PR #399, opened 2023-12-12
[16.0][FIX] l10n_eu_oss_oca: Set tax country_id as company's country

aritzolea:
OSS taxes' `country_id` field was being filled with the same value as `oss_country_id` field.

This is causing some errors when managing invoices which are solved by setting taxes' company's country value to the tax `country_id` field.


l10n_eu_oss_oca/__manifest__.py
```diff
@@ -3,7 +3,7 @@
 
 {
     "name": "L10n EU OSS OCA",
-    "version": "16.0.1.0.0",
+    "version": "16.0.1.0.1",
```
dreispt, line 6: No need to do this, as the ocabot will bump the version number.

dreispt (approved):

ghost (approved):
LGTM!

aritzolea:
@dreispt Looks like merge command didn't work. Could you try again?

dreispt:
@aritzolea Can you check https://github.com/OCA/account-fiscal-rule/pull/367?
It it the same issue?
Should this be backported, or should that one be merged?

HaraldPanten:
@aritzolea @pedrobaeza I'm not sure if these changes are creating tests failures in our 16.0 branch for Spanish location. look at these failures, for example --> https://github.com/OCA/l10n-spain/pull/3281

pedrobaeza:
Yes, this PR shouldn't be merged without a real explanation of what is fixing, and preferably a regression tests. The text "some errors" is not valid. You have to specify exactly the steps to reproduce the problem.

@aritzolea please fix the derived problem, or this PR will be reverted tomorrow until a better explanation (and solution) is provided.

SoniaViciana:
Hello @pedrobaeza 

If for any reason the taxes on an invoice are wrong and you want to correct them by changing the fiscal position, without this fix, the following error will appear:

https://www.awesomescreenshot.com/video/23476968?key=ec856d72b95896ef2ee940d3bf1d0895

ValentinVinagre:
> Hello @pedrobaeza
> 
> If for any reason the taxes on an invoice are wrong and you want to correct them by changing the fiscal position, without this fix, the following error will appear:
> 
> https://www.awesomescreenshot.com/video/23476968?key=ec856d72b95896ef2ee940d3bf1d0895

We understand the error, but the fix was not done correctly.

pedrobaeza:
After seeing the video, I have to say that the fix is correct indeed. Thanks for the extra info. Having this kind of info from the beginning helps to trace the source of the problem. 

In a nutshell, `country_id` is a core field for setting the country in which the tax is applicable. This has been introduced for multi-vat companies. It should be the company one, as you are applying such tax in your country, not on the destination country (that's not OSS!).

Being strict, the patch is not completely correct, as instead of assigning `country_id` from company, it should assign `account_fiscal_country_id`, which is the proper fiscal country. Most of the times, it will be the same, but not always, so we should put it correctly. Check that this is done in core module: https://github.com/odoo/odoo/blob/29aedbb3f7f7627723f0319d60730ef51521c90c/addons/l10n_eu_oss/models/res_company.py#L33C45-L33C70

Please do a PR changing such field in https://github.com/OCA/account-fiscal-rule/pull/399/files#diff-bc42cace184023a2d65a73e9c8af20970313cfbdf6380f58cb6d3450ba771451R119 and in the migration script.

Thus, I'm going to check what is happening in subsequent modules.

※ ※ ※

Work required: After reading through the records, retype all of them exactly.

Output of the task:
PR #399, opened 2023-12-12
[16.0][FIX] l10n_eu_oss_oca: Set tax country_id as company's country

aritzolea:
OSS taxes' `country_id` field was being filled with the same value as `oss_country_id` field.

This is causing some errors when managing invoices which are solved by setting taxes' company's country value to the tax `country_id` field.


l10n_eu_oss_oca/__manifest__.py
```diff
@@ -3,7 +3,7 @@
 
 {
     "name": "L10n EU OSS OCA",
-    "version": "16.0.1.0.0",
+    "version": "16.0.1.0.1",
```
dreispt, line 6: No need to do this, as the ocabot will bump the version number.

dreispt (approved):

ghost (approved):
LGTM!

aritzolea:
@dreispt Looks like merge command didn't work. Could you try again?

dreispt:
@aritzolea Can you check https://github.com/OCA/account-fiscal-rule/pull/367?
It it the same issue?
Should this be backported, or should that one be merged?

HaraldPanten:
@aritzolea @pedrobaeza I'm not sure if these changes are creating tests failures in our 16.0 branch for Spanish location. look at these failures, for example --> https://github.com/OCA/l10n-spain/pull/3281

pedrobaeza:
Yes, this PR shouldn't be merged without a real explanation of what is fixing, and preferably a regression tests. The text "some errors" is not valid. You have to specify exactly the steps to reproduce the problem.

@aritzolea please fix the derived problem, or this PR will be reverted tomorrow until a better explanation (and solution) is provided.

SoniaViciana:
Hello @pedrobaeza 

If for any reason the taxes on an invoice are wrong and you want to correct them by changing the fiscal position, without this fix, the following error will appear:

https://www.awesomescreenshot.com/video/23476968?key=ec856d72b95896ef2ee940d3bf1d0895

ValentinVinagre:
> Hello @pedrobaeza
> 
> If for any reason the taxes on an invoice are wrong and you want to correct them by changing the fiscal position, without this fix, the following error will appear:
> 
> https://www.awesomescreenshot.com/video/23476968?key=ec856d72b95896ef2ee940d3bf1d0895

We understand the error, but the fix was not done correctly.

pedrobaeza:
After seeing the video, I have to say that the fix is correct indeed. Thanks for the extra info. Having this kind of info from the beginning helps to trace the source of the problem. 

In a nutshell, `country_id` is a core field for setting the country in which the tax is applicable. This has been introduced for multi-vat companies. It should be the company one, as you are applying such tax in your country, not on the destination country (that's not OSS!).

Being strict, the patch is not completely correct, as instead of assigning `country_id` from company, it should assign `account_fiscal_country_id`, which is the proper fiscal country. Most of the times, it will be the same, but not always, so we should put it correctly. Check that this is done in core module: https://github.com/odoo/odoo/blob/29aedbb3f7f7627723f0319d60730ef51521c90c/addons/l10n_eu_oss/models/res_company.py#L33C45-L33C70

Please do a PR changing such field in https://github.com/OCA/account-fiscal-rule/pull/399/files#diff-bc42cace184023a2d65a73e9c8af20970313cfbdf6380f58cb6d3450ba771451R119 and in the migration script.

Thus, I'm going to check what is happening in subsequent modules.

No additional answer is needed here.